Traditionally, airport projects have been financed either by private investors or, as in North America, mostly by municipal debt. But experts say it’s going to take a whole lot of new, steady revenue to cover all that investment—and, apparently, a special kind of CEO to figure out how to generate it.

Airport revenues, of course, have come a long way over the years. No longer content with offering just shoeshine stations or newsstands, many airports around the world have become retail extravaganzas with health clubs, high-end boutiques, restaurants and entertainment centers (some of which screen IMAX movies), all housed in spectacular architecture where flying can seem an afterthought. Vancouver’s airport boasts an aquarium with more than 5,000 sea creatures; Hong Kong’s has an adjacent nine-hole golf course. When completed, Singapore’s new airport will feature multilevel gardens, walking trails and a waterfall that soars over 100 feet.

Yet for the amount of effort to get us to not notice our flight is hours late, the share of revenues that airports get from non-aviation sources hasn’t budged over the past decade. According to the Airports Council International, so-called non-aeronautical revenue at U.S. airports fell slightly as a percentage of airports’ total revenue between 2000 and 2012, to about 45 percent. Blame everything from e-commerce to Uber and Lyft, which are cutting into parking receipts.

“Parking used to account for a quarter of all airport revenue,” says Zack Deming, a principal in Korn Ferry’s Logistics, Distribution and Transportation Sector practice. “That’s been declining every year. Airports have to offset the reduction.”

In response, airport operators are already thinking in new ways. The “aerotropolis”— essentially turning the airport property into its own city—is a concept gaining traction at many major airports. Next to Atlanta’s Hartsfield-Jackson airport, for example, carmaker Porsche has built a test track that certain high-end airline passengers can try out. Denver International and Miami International both have oil and gas wells on the property, while land belonging to Jacksonville International is leased for timber production.

But who is going to run these complex new airports? Deming says these new challenges mean the executives hired to run airports need an entirely different skill set than they did a couple of decades ago. It’s no longer just about making sure runways are cleared of snow and that air and ground operations run smoothly. Airport CEOs will need to be everything from theme-park executive to logistics guru to a big city mayor of sorts.

“In the old days the people running airports came from aviation backgrounds,” Deming says. “Now they’re coming from cruise lines and even entertainment companies.” In other words, people who have been in the “experience” business and who understand consumers in general.

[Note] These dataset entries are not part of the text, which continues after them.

PR #59, opened 2019-07-04
#52 RawScript, InvocationScript, VerificationScript rework

### LINKED ISSUE #52: The invocation and verification in RawScript should be more flexible to support contract
The invocation and verification in RawScript should be more flexible to support contract
Here is a simply example for this requirement

image
image

claudemiller:
Verification and Invocation scripts now hold arbitrary byte arrays. 
This change required many other changes and new tests which are all part of this pull-request.

Resolves #52


crypto/src/test/java/io/neow3j/crypto/transaction/RawInvocationScriptTest.java
```diff
@@ -0,0 +1,95 @@
...
+    @Test
+    public void testFromMessageAndKeyPair() throws InvalidAlgorithmParameterException,
+            NoSuchAlgorithmException, NoSuchProviderException {
+
+        byte[] message = new byte[10];
+        Arrays.fill(message, (byte) 10);
+        ECKeyPair keyPair = Keys.createEcKeyPair();
+        RawInvocationScript invScript = RawInvocationScript.fromMessageAndKeyPair(message, keyPair);
+        SignatureData expectedSignature = Sign.signMessage(message, keyPair);
+        byte[] expectedScript = ArrayUtils.concatenate(PUSHBYTES64.getValue(), expectedSignature.getConcatenated());
```
gsmachado: Well, I prefer to use a String with hexadecimal values and commenting them on the test itself -- for a better understanding.
E.g.:
```
byte[] expectedScript = Numeric.hexStringToByteArray(
    // PUSHBYTES64
    "64" +
    // signature
    "00000000000000000000000"
);
```

But it's a matter of style as well. The disadvantage is that such string can get pretty large. The advantage is a better understanding of how things are built.
Anyway, testing and making it work is more important. 👍 :-)

crypto/src/test/java/io/neow3j/crypto/transaction/RawScriptTest.java
```diff
@@ -0,0 +1,182 @@
...
+import static io.neow3j.constants.OpCode.CHECKMULTISIG;
+import static io.neow3j.constants.OpCode.CHECKSIG;
+import static io.neow3j.constants.OpCode.PUSH2;
+import static io.neow3j.constants.OpCode.PUSH3;
+import static io.neow3j.constants.OpCode.PUSHBYTES33;
+import static io.neow3j.constants.OpCode.PUSHBYTES64;
+import static org.junit.Assert.assertArrayEquals;
+import static org.junit.Assert.assertEquals;
+
+public class RawScriptTest {
```
gsmachado: I loved to read this class! ❤️ 💯 🥇

utils/src/main/java/io/neow3j/constants/NeoConstants.java
```diff
@@ -15,4 +14,11 @@
 
     public static final byte COIN_VERSION = 0x17;
 
+    /**
+     * The maximum number of public keys that can take part in a multi-signature address.
+     * Taken from Neo.SmartContract.Contract.CreateMultiSigRedeemScript(...) in the C# neo repo
+     * at https://github.com/neo-project/neo.
+     */
+    public static final int MAX_PUBLIC_KEYS_PER_MULTISIG_ACCOUNT = 1024;
```
gsmachado: I didn't know about that! Well-done. 💯 👍 🎉

core/src/test/java/io/neow3j/protocol/transaction/ContractTransactionTest.java
```diff
@@ -33,15 +38,13 @@
...
-                .outputs(Arrays.asList(
-                        new RawTransactionOutput(NEOAsset.HASH_ID, "10.0", "AK2nJJpJr6o664CWJKi1QRXjqeic2zRp8y"),
-                        new RawTransactionOutput(NEOAsset.HASH_ID, "90.0", "AKYdmtzCD6DtGx16KHzSTKY8ji29sMTbEZ")
-                ))
-                .scripts(Arrays.asList(new RawScript(
-                        Arrays.asList(),
-                        new RawVerificationScript(Arrays.asList(Numeric.toBigIntNoPrefix("0265bf906bf385fbf3f777832e55a87991bcfbe19b097fb7c5ca2e4025a4d5e5d6")), 1))))
+                .output(new RawTransactionOutput(NEOAsset.HASH_ID, "10.0", "AK2nJJpJr6o664CWJKi1QRXjqeic2zRp8y"))
+                .output(new RawTransactionOutput(NEOAsset.HASH_ID, "90.0", "AKYdmtzCD6DtGx16KHzSTKY8ji29sMTbEZ"))
+//                .script(new RawScript(new byte[]{}, RawVerificationScript.fromPublicKey(publicKey).getScript()))
```
gsmachado: Why is this commented? Review it.

crypto/src/main/java/io/neow3j/crypto/transaction/RawInvocationScript.java
```diff
@@ -1,72 +1,115 @@
...
+        SignatureData signature = Sign.signMessage(message, keyPair);
+        return fromSignature(signature);
     }
 
-    public Sign.SignatureData getSignature() {
-        return signature;
+    public static RawInvocationScript fromSignatures(List<SignatureData> sigs) {
+        ByteBuffer buffer = ByteBuffer.allocate(sigs.size() + sigs.size()*PUSHBYTES64.getValue());
+        for (SignatureData sig : sigs) {
+            buffer.put(PUSHBYTES64.getValue());
```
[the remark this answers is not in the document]
claudemiller: As far as I know the signatures in NEO are always 64 bytes long. But, you are right to question this. When I replace this code part with ScriptBuilder, the PUSHBYTES will not be set statically anymore, but rather dynamically according to the real length of the signature.

claudemiller:
> In general, it looks good. 👍 💪
> 
> My main concern is in the testing part: we would need to have a more "real-test" set-up, where we compare serialized transactions (hex) accepted on a privatenet to what `neow3j` generates. Thus, we can make sure that what we generate is correct in practical terms.

We have several tests in ContractTransactionTest and ClaimTransactionTest which use byte arrays taken from real, "working" transactions. With those the correctness of the RawScript is also covered :)

PR #60, opened 2019-07-08
Extract script building code into a ScriptBuilder class

claudemiller:
Script building and serialization should not be mixed.
Therefore the script building functionality is separated into its own
ScriptBuilder class. RawVerificationScript and RawInvocationScript
now use the ScriptBuilder for constructing themselves.
Also added more OpCodes of which only some are currently in use.


gsmachado:
So far, I think the ScriptBuilder is good. However, before merging to `develop` I would implement some unit tests to confirm the correctness of such script builder (even if the tests involving the RawVerificationScript and RawInvocationScript are still passing).

Issue #57, opened 2019-07-04
Wallet: method for creating a new wallet and account


gsmachado:
As a developer, I would like to have a method (maybe, static) on the `Wallet` class to create a wallet with an account already on it.

For example, like this a wallet object is created with an account already added to it:

```
Wallet w1 = Wallet.create();
```

Or, you can create a wallet object and already persist to a NEP6-compatible .json file, like:

```
Wallet w1 = Wallet.create("/tmp/wallet.json");
```

claudemiller:
The above commits resolve the first part of the issue but not the second (creation with writing the wallet to a file immediately).

PR #61, opened 2019-07-15
#57: wallet enhancements

gsmachado:


wallet/src/main/java/io/neow3j/wallet/Wallet.java
```diff
@@ -164,15 +173,73 @@ public static Builder fromNEP6Wallet(NEP6Wallet nep6Wallet) {
         return b;
     }
 
+    /**
+     * Creates a NEP6 compatible wallet file.
+     *
+     * @param destination the file or directory that the wallet file should be saved.
+     *                    If a directory is provided, then a filename will be automatically chosen.
```
claudemiller: Here it says that if the destination param is a directory a file will still be created with automatic file name.
But in the method body an exception is thrown if the param is not a file.

gsmachado: Good catch. Such comment remained untouched after a refactor. Fixed.

PR #64, opened 2019-07-19
Different serialization needed for sending or signing a transaction

claudemiller:


crypto/src/main/java/io/neow3j/crypto/transaction/RawTransaction.java
```diff
@@ -121,15 +116,41 @@ private void serializeWithoutScripts(BinaryWriter writer) throws IOException {
...
-        }
+        writer.writeSerializableVariable(this.scripts);
     }
 
     public abstract void serializeExclusive(BinaryWriter writer) throws IOException;
 
     public abstract void deserializeExclusive(BinaryReader reader) throws IOException, IllegalAccessException, InstantiationException;
 
+    /**
+     * Serializes this transaction to a raw byte array without any scripts. This is the required
```
gsmachado: Minor change. It should be written: "This is required if it's the serialized transaction gets signed, e.g., by an external keypair/provider."

PR #838, opened 2022-07-22
Fix String Concatenation

### LINKED ISSUE #781: Handle Javac Optimisation of String Concatenations
**Description of the bug**
It appears that when I am trying to concatenate two Strings, when one is from the storage, then the compiler complains with the following message:

```
Inherited methods that are not specifically implemented are not supported. Implement the method 'toString' without a 'super' call to the class Object to use it.
io.neow3j.compiler.CompilerException: Inherited methods that are not specifically implemented are not supported. Implement the method 'toString' without a 'super' call to the class Object to use it.
        at io.neow3j.compiler.Compiler.throwIfObjectIsOwner(Compiler.java:603)
        at io.neow3j.compiler.Compiler.handleInsn(Compiler.java:584)
        at io.neow3j.compiler.NeoMethod.convert(NeoMethod.java:481)
        at io.neow3j.compiler.converters.MethodsConverter.handleUncachedMethodCall(MethodsConverter.java:224)
```

**To Reproduce**
1. create new smart contract
1.  try to concatenate two strings: map.getString(key) + "foo";
2. or: map.get(key).toString() + "foo"
3. compile 

**Expected behavior**
It should be possible to concatenate two strings like this without compiling issues.

**Platform and Software**
 - neow3j 3.17

mialbu:
Closes #781


csmuller (approved):
LGTM... ;) actually nicely done with the precompiled class files in the tests.

mialbu:
> LGTM... ;) actually nicely done with the precompiled class files in the tests.

Thanks :)

gsmachado:
@mialbu AWESOME pull request. 🎉 

Great set of tests as well, with the pre-compiled `.class` files. 💪

gsmachado:
@mialbu should we delete the branch now that is merged? 🤔

PR #839, opened 2022-07-22
Add valid hex check in Numeric class

### LINKED ISSUE #834: Numeric.hexStringToByteArray(...) should check for hex string validity
`Numeric.hexStringToByteArray(...)` does no check if the argument is a valid hex string.
I.e., it is possible to do the following without an exception:
```java
Numeric.hexStringToByteArray("degen apes")
```

The method should check if the argument is a valid hex string, like this:
```java
if (!isValidHexString(input)) {
    throw new IllegalArgumentException("Invalid hex string.");
}
```
Additionally, a test for this should be added to `NumericTest`.

mialbu:
Closes #834

### DIFF
--- a/core/src/main/java/io/neow3j/utils/Numeric.java
+++ b/core/src/main/java/io/neow3j/utils/Numeric.java
@@ -229,6 +229,7 @@ public final class Numeric {
     }
 
     public static byte[] hexStringToByteArray(String input) {
+        checkAndThrowIsValidHexString(input);
         String cleanInput = cleanHexPrefix(input);
 
         int len = cleanInput.length();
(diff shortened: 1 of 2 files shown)


gsmachado (dismissed):
small but important change. 👍 💪 💯

gsmachado:
does anyone know why CI-CD tests are failing? 🤔

csmuller:
The test that is failing is testing with a hex string that is now considered invalid. And I think it's correct like this. Only hex strings with an even number of characters should be accepted by `hexStringToByteArray`. @mialbu, please change the test (or add a new one that checks if an exception is thrown for one or two cases of invalid hex strings.

csmuller (approved):

PR #840, opened 2022-07-25
Use NEWARRAY0 for empty arrays

### LINKED ISSUE #799: Compiler optimization: Use the opcode `NEWARRAY0` for empty arrays
In some cases when an empty array is created, the neow3j compiler first pushes the value `0` and then uses the opcode `NEWARRAY`. This should be optimized by using the opcode `NEWARRAY0`.

mialbu:
Closes #799


csmuller (approved):
👍

csmuller (approved):

PR #851, opened 2022-08-03
Upgrade dependencies

### LINKED ISSUE #845: Upgrade dependencies

mialbu:
Closes #845


core/src/main/java/io/neow3j/protocol/http/HttpService.java
```diff
@@ -255,15 +255,14 @@ private static OkHttpClient createOkHttpClient() {
...
+            logging.level(HttpLoggingInterceptor.Level.BODY);
             builder.addInterceptor(logging);
         }
     }
 
     @Override
     protected InputStream performIO(String request) throws IOException {
-
-        RequestBody requestBody = RequestBody.create(JSON_MEDIA_TYPE, request);
+        RequestBody requestBody = RequestBody.create(request, JSON_MEDIA_TYPE);
```
gsmachado, line 265: Seriously? They changed the order of params keeping the same method name?! 🤯

gsmachado (dismissed):
It looks fine to me... but still don't believe they changed the order of the parameters and kept the same method name. This is almost a crime. It's not an actual crime because this change was done in a major version upgrade... 👍

core/src/main/java/io/neow3j/protocol/http/HttpService.java
mialbu: Yes, that's actually the case :laughing:

gsmachado (approved):
Alright... **Assuming** the integration tests passed (locally or remotely), as well as the unit tests, then it's good to go.

PR #852, opened 2022-08-04
Add method to unwrap iterator

### LINKED ISSUE #842: Provide method to get iterator values without sessions enabled
If public nodes don't have sessions enabled, retrieving values of an iterator becomes cumbersome.

Neow3j should provide a workaround that gets the iterator values on vm-level and return an array filled with these values like the method `CreateCallAndUnwrapIteratorScript` in neo-go.

mialbu:
Closes #842

### DIFF
--- a/contract/src/main/java/io/neow3j/contract/SmartContract.java
+++ b/contract/src/main/java/io/neow3j/contract/SmartContract.java
@@ -200,6 +200,9 @@ public class SmartContract {
      * {@link InteropInterfaceStackItem} as a return type.
      * <p>
      * Traverse the returned iterator with {@link Iterator#traverse(int)} to retrieve the iterator items.
+     * <p>
+     * In order to traverse the returned iterator, sessions need to be enabled on the Neo node. If sessions are
+     * disabled on the Neo node, use {@link SmartContract#callFunctionAndUnwrapIterator(String, List, int, Signer...)}.
      *
      * @param function the function to call.
      * @param params   the contract parameters to include in the call.
@@ -217,6 +220,9 @@ public class SmartContract {
      * <p>
      * Traverse the returned iterator with {@link Iterator#traverse(int)} to retrieve the iterator items with
      * provided mapper applied to each item.
+     * <p>
+     * In order to traverse the returned iterator, sessions need to be enabled on the Neo node. If sessions are
+     * disabled on the Neo node, use {@link SmartContract#callFunctionAndUnwrapIterator(String, List, int, Signer...)}.
      *
      * @param mapper   the function to apply on the stack items in the iterator.
      * @param function the function to call.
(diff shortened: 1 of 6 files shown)


core/src/main/java/io/neow3j/script/ScriptBuilder.java
```diff
@@ -422,4 +424,96 @@ public static byte[] buildContractHashScript(Hash160 sender, long nefCheckSum, S
...
+     *
+     * @param contractHash           the script hash of the contract to call.
+     * @param method                 the method to call.
+     * @param params                 the parameters that will be used in the call. Need to be in correct order.
+     * @param callFlags              the call flags to use for the contract call.
+     * @param maxIteratorResultItems the maximal number of iterator result items to include in the array. This value
+     *                               must not exceed NeoVM limits.
+     * @return the script.
+     */
+    public static byte[] buildContractCallAndUnwrapIterator(Hash160 contractHash, String method,
```
csmuller, line 465: Very nice in-code comments! 💚

int-tests/src/test-integration/java/io/neow3j/compiler/DivisibleNFTIntegrationTest.java
```diff
@@ -62,6 +64,21 @@ public void testOwnerOf() throws IOException {
         assertThat(iter.get(1).getAddress(), is("NhxK1PEmijLVD6D4WSuPoUYJVk855L21ru"));
     }
 
+    @Test
+    public void testOwnerOfWithoutSessions() throws IOException {
```
csmuller, line 68: What happens when you try to get more items than available in the iterator?

csmuller (changes requested):

int-tests/src/test-integration/java/io/neow3j/compiler/DivisibleNFTIntegrationTest.java
mialbu: All items are returned. The cycle in the VM script is exited once the syscall `IteratorNext` returns false.

I'll add a test where the `maxIteratorReturnValues` is greater than the items in the iterator.

contract/src/main/java/io/neow3j/contract/SmartContract.java
```diff
@@ -282,6 +305,35 @@ public List<StackItem> callFunctionAndTraverseIterator(String function, Contract
...
+     * Sends an {@code invokescript} RPC call. The script that is built calls a contract function that is expected to
+     * return an iterator. The script then traverses this iterator and adds the read items to an array which is
+     * returned once the iterator is completely traversed or the array reaches the size of
+     * {@code maxIteratorResultItems}.
+     * <p>
+     * Use this to retrieve iterator values in interaction with an RPC server that has sessions disabled.
+     *
+     * @param function               the function to call.
+     * @param params                 the contract parameters to include in the call.
+     * @param maxIteratorResultItems the maximal number of iterator result items to include in the array. This value
```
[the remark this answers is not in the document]
mialbu: It is limited by `MaxStackItems` and `MaxGasInvoke`, so there's no specific default value that we could use here.

As from our disscussion, I will leave the current implementation as is.

csmuller (approved):
👍

PR #859, opened 2022-08-10
Migrate tests to JUnit 5

### LINKED ISSUE #822: Migrate integration tests to JUnit 5
The new int-test module uses JUnit 4 as its test framework, but the `ModuleTest` test class is based on JUnit 5. Therefore, it is not executed when running the tests of the int-test module.

One solution would be to separate the tests in int-test into different source stets and configure them separately under different `testIntegration` Gradle tasks. Then we'd have to collect them in one main `testIntegration` task that dependsOn all of them.

The other solution is to update all integration tests to JUnit 5. That's what this issue wants.

mialbu:
Closes #822 

With these changes all tests run with JUnit 5 except for the `gradle-plugin` integration tests.


core/src/test/java/io/neow3j/crypto/MnemonicUtilsTest.java
```diff
@@ -35,66 +32,51 @@ public class MnemonicUtilsTest {
...
-        this.initialEntropy = Hex.decode(initialEntropy);
-        this.mnemonic = mnemonic;
-        this.seed = Hex.decode(seed);
-    }
-
-    @Test
-    public void generateMnemonicShouldGenerateExpectedMnemonicWords() {
-        String actualMnemonic = MnemonicUtils.generateMnemonic(initialEntropy);
+    @ParameterizedTest
+    @MethodSource("data")
```
csmuller, line 59: image

core/src/test/java/io/neow3j/protocol/RequestTester.java
```diff
@@ -9,21 +9,23 @@
...
+import org.junit.jupiter.api.BeforeAll;
+import org.junit.jupiter.api.TestInstance;
 
 import static io.neow3j.protocol.http.HttpService.JSON_MEDIA_TYPE;
 import static org.hamcrest.CoreMatchers.is;
 import static org.hamcrest.MatcherAssert.assertThat;
-import static org.junit.Assert.assertNotNull;
+import static org.junit.jupiter.api.Assertions.assertNotNull;
 
+@TestInstance(TestInstance.Lifecycle.PER_CLASS)
```
csmuller, line 20: image

int-tests/src/test-integration/java/io/neow3j/compiler/AccountIntegrationTest.java
```diff
@@ -18,26 +21,30 @@
 import static org.hamcrest.MatcherAssert.assertThat;
 import static org.hamcrest.Matchers.is;
 
+@Testcontainers
```
csmuller, line 24: The `@Testcontainers` annotation is obsolete because the container life cycle is managed by the `ContractTestExtension`. This might not be the most elegant way but it's how we implemented it and it's easier to keep it that way. Please remove the annotation on all similar test classes - i.e., everywhere the `ContractTestExtension` is used but not a container as a test class member - and also from `io.neow3j.compiler.ContractTestExtension` itself.

Instead of the extension we could extend a `TestContainer` class and try to pack the `ContractTestExtension` functionality in there. Then the `@Testcontainers` annotation would handle the life cycle. But, I don't think that's necessary at the moment.

int-tests/src/test-integration/java/io/neow3j/compiler/ByteArrayTest.java
```diff
@@ -16,14 +17,18 @@
...
+    private String testName;
 
-    @ClassRule
-    public static ContractTestRule ct = new ContractTestRule(
-            ByteArrayTestContract.class.getName());
+    @RegisterExtension
+    public static ContractTestExtension ct = new ContractTestExtension(ByteArrayTestContract.class.getName());
+
+    @BeforeEach
+    void init(TestInfo testInfo) {
```
csmuller, line 29: image

int-tests/src/test-integration/java/io/neow3j/protocol/TransactionBuilderIntegrationTest.java
```diff
@@ -38,10 +39,11 @@
...
 import static org.hamcrest.Matchers.containsString;
 import static org.hamcrest.Matchers.is;
-import static org.junit.Assert.assertFalse;
-import static org.junit.Assert.assertThrows;
-import static org.junit.Assert.assertTrue;
+import static org.junit.jupiter.api.Assertions.assertFalse;
+import static org.junit.jupiter.api.Assertions.assertThrows;
+import static org.junit.jupiter.api.Assertions.assertTrue;
 
+@Testcontainers
```
csmuller, line 46: I think this is the correct case to use this annotation since you have a test container as a member of the class.

csmuller (changes requested):

int-tests/src/test-integration/java/io/neow3j/compiler/AccountIntegrationTest.java
mialbu: True, I missed that fact. I'll remove the annotations accordingly.

csmuller (dismissed):

csmuller:
Waiting with the merge till the Neo 3.4.0 PR is merged.

PR #889, opened 2022-11-01
Fix ContractParameter equals method

### LINKED ISSUE #887: ContractParameters: bug in `equals` method
The `equals` method of `ContractParameter` tries to cast the value of Hash160/Hash256 parameters to `byte[]`, but, the value is of type Hash160/Hash256.

This wouldn't happen if we did #833 😏

csmuller:
I had to fix this now, because it after all got more problematic for the GrantShares code.

Closes #887


gsmachado:
@csmuller wow, well done. I ❤️ the test.

csmuller:
> @csmuller wow, well done. I ❤️ the test.

haha, yes, but the implementation is actually erroneous  😅 Fixing it now.

mialbu (approved):
Nice work! 💯

PR #915, opened 2023-01-23
Add NeoFS support for armhf/armv7

gsmachado:


mialbu (approved):
Even though support for NeoFS is currently stalled in neow3j, I think we can merge this and close this PR. Do you agree, @gsmachado?

gsmachado:
> Even though support for NeoFS is currently stalled in neow3j, I think we can merge this and close this PR. Do you agree, @gsmachado?

Yes, agree.

PR #930, opened 2023-04-18
Utility methods for accessing items by index directly

### LINKED ISSUE #924: Add utility methods to get first items
Neow3j has many methods to return a list of objects where the first item is important. This results in many lines of code that contain `.get(0)`.

In order to simplify this, neow3j could add two kind of methods:
- A method that accesses the first index, e.g., `.getFirstStackItem()`
- A method that takes an index as a parameter to directly retrieve the item without having to call `.get(i)`. This would make the code appear more succinct. For example: `.getStackItem(2)`, instead of `getStack().get(2)`

- SDK

mialbu:
Resolves #924


core/src/main/java/io/neow3j/protocol/core/response/ContractManifest.java
```diff
@@ -92,6 +93,24 @@ public List<ContractGroup> getGroups() {
         return groups;
     }
 
+    @JsonIgnore
+    public ContractGroup getFirstGroup() {
+        if (groups.size() == 0) {
```
gsmachado, line 98: So, I assume here that `groups` is never null because of `@JsonSetter(nulls = Nulls.AS_EMPTY)`, right?

gsmachado (approved):
Good! I believe DevEx will be enhanced with this PR. 🚀

core/src/main/java/io/neow3j/protocol/core/response/ContractManifest.java
gsmachado: This question also applies to all other attributes which has similar behavior.

mialbu: Hmm, actually, it seems the JsonSetter only initializes it as an empty array its value is `null`, but not if the value was not present during deserialization.

gsmachado: In this case, I suggest adding some tests to verify that.

gsmachado (approved):
Let's go!

PR #933, opened 2023-05-05
Feature/compiler checks

### LINKED ISSUE #861: Check for SDK methods when compiling a contract
When developing a contract and neow3j's SDK dependency is used in the same project, developers might unknowingly use methods from neow3j's SDK in a contract. This can lead to confusing exception messages that don't help the dev to locate the source of the problem.

The compiler should include checks that verify that code in a contract is not part of a package in neow3j's SDK. Then, concise compiler exceptions can be thrown.

mialbu:
Resolves #861

### DIFF
--- a/compiler/src/main/java/io/neow3j/compiler/NeoMethod.java
+++ b/compiler/src/main/java/io/neow3j/compiler/NeoMethod.java
@@ -465,11 +465,35 @@ public class NeoMethod {
      */
     public void convert(CompilationUnit compUnit) throws IOException {
         AbstractInsnNode insn = asmMethod.instructions.get(0);
+        throwIfMethodHasSdkRelatedReturnOrArgType(asmMethod);
         while (insn != null) {
             insn = Compiler.handleInsn(insn, this, compUnit);
             insn = insn.getNext();
         }
         insertTryCatchBlocks();
+    }
+
+    private void throwIfMethodHasSdkRelatedReturnOrArgType(MethodNode asmMethod) {
+        Type returnType = Type.getReturnType(asmMethod.desc);
+        if (isNonDevpackNeow3jType(returnType.getClassName())) {
+            throw new CompilerException(
+                    format("The neow3j compiler does not support SDK-related types. Type '%s' used as return type of " +
+                            "method '%s' is not supported.", returnType.getInternalName(), asmMethod.name));
+        }
+        for (Type argType : Type.getArgumentTypes(asmMethod.desc)) {
+            if (isNonDevpackNeow3jType(argType.getClassName())) {
+                throw new CompilerException(
+                        format("The neow3j compiler does not support SDK-related types. Type '%s' used for an " +
+                                        "argument of method '%s' is not supported.", argType.getInternalName(),
+                                asmMethod.name));
+            }
+        }
+    }
+
+    // Returns false, if the descriptor is from io/neow3j and SDK-related, i.e., neither devpack nor compiler.
+    private boolean isNonDevpackNeow3jType(String className) {
+        return className.startsWith("io.neow3j.") &&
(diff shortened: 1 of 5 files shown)


mialbu:
I'll add another check for types in the initslot method. Hence, the mark to draft.

compiler/src/main/java/io/neow3j/compiler/NeoMethod.java
```diff
@@ -465,13 +465,37 @@ public NeoVariable getParameterByJVMIndex(int index) {
...
     }
 
+    private void throwIfMethodHasSdkRelatedReturnOrArgType(MethodNode asmMethod) {
+        Type returnType = Type.getReturnType(asmMethod.desc);
+        if (isNonDevpackNeow3jType(returnType.getClassName())) {
+            throw new CompilerException(
+                    format("The neow3j compiler does not support SDK-related types. Type '%s' used as return type of " +
+                            "method '%s' is not supported.", returnType.getInternalName(), asmMethod.name));
+        }
+        for (Type argType : Type.getArgumentTypes(asmMethod.desc)) {
```
csmuller, line 483: Does this also cover method-local variables like the following?
`io.neow3j.types.Hash160 localHashVar = new io.neow3j.types.Hash160(...);`

csmuller (changes requested):

compiler/src/main/java/io/neow3j/compiler/NeoMethod.java
gsmachado: Do we have tests for this? If not, we need it.

gsmachado: @mialbu what's the state of this? what @csmuller suggested/asked is possible to be done? or is already covered?

mialbu:
@csmuller After talking with @gsmachado we decided to reverse the logic.

Reason: With the previous version, we'd have had to exclude `io.neow3j.examples` as well and whenever we would provide code in any `io.neow3j.x` package, the compiler would run into a conflict with it and another exclusion (for `io.neow3j.x`) would be required in the compiler.

compiler/src/main/java/io/neow3j/compiler/NeoMethod.java
```diff
@@ -465,13 +465,66 @@ public NeoVariable getParameterByJVMIndex(int index) {
...
+                            classOrFullyQualifiedName));
+        }
+    }
+
+    private static boolean isSDKRelatedNeow3jType(String classOrFullyQualifiedName) {
+        return isSDKRelatedNeow3jType(classOrFullyQualifiedName, "\\.");
+    }
+
+    // Returns true, if the provided name starts with 'io' and 'neow3j' and is SDK-related.
+    public static boolean isSDKRelatedNeow3jType(String classOrFullyQualifiedName, String regex) {
```
gsmachado, line 505: Why are you exposing the regex outside of this method? For me, it doesn't make sense. The regex is specific for this method implementation, and the regex will not change.

gsmachado: Moreover, it's not a regex. It's just a separator, right?

gsmachado (changes requested):
Basically just questions. Not sure yet about.

compiler/src/main/java/io/neow3j/compiler/NeoMethod.java
mialbu: You're right, I changed the code to handle it in a more consistent way.

gsmachado (approved):
I'm satisfied with the level of this PR now. 👍

gsmachado:
@mialbu either remove @csmuller as a reviewer or he will need to approve before we merge it.

PR #936, opened 2023-05-26
Catch all exceptions and forward as an Observable when trying to fetch the latest block index

csmuller:


gsmachado:
Integration tests are running in our github-runner once again. 💪

gsmachado:
@csmuller should I merge this?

Sean Donohue, CEO of Dallas/Fort Worth International Airport, arrived in 2013 and manages a massive 1,800-employee operation with an $800 million annual operating budget. Though he has spent his career in the airlines industry, he believes future airport CEOs must be generalists with great breadth rather than tacticians with depth in specific areas such as engineering, operations, HR or finance—the usual spawning ground for airport execs. “It’s not just about building new terminals or runways anymore,” he said. “It’s not just about having good relationships with the FAA, or working with security, or overseeing operations. It’s the ability to manage all these elements and more.”

The good news at least is the job pays well: The salary for top positions at a publicly owned airport can run well into six figures at both public and private airports, and the mandates and budgets seem about in line to most compensation experts. Says Deming: “Airports are no longer just a place to catch a flight.”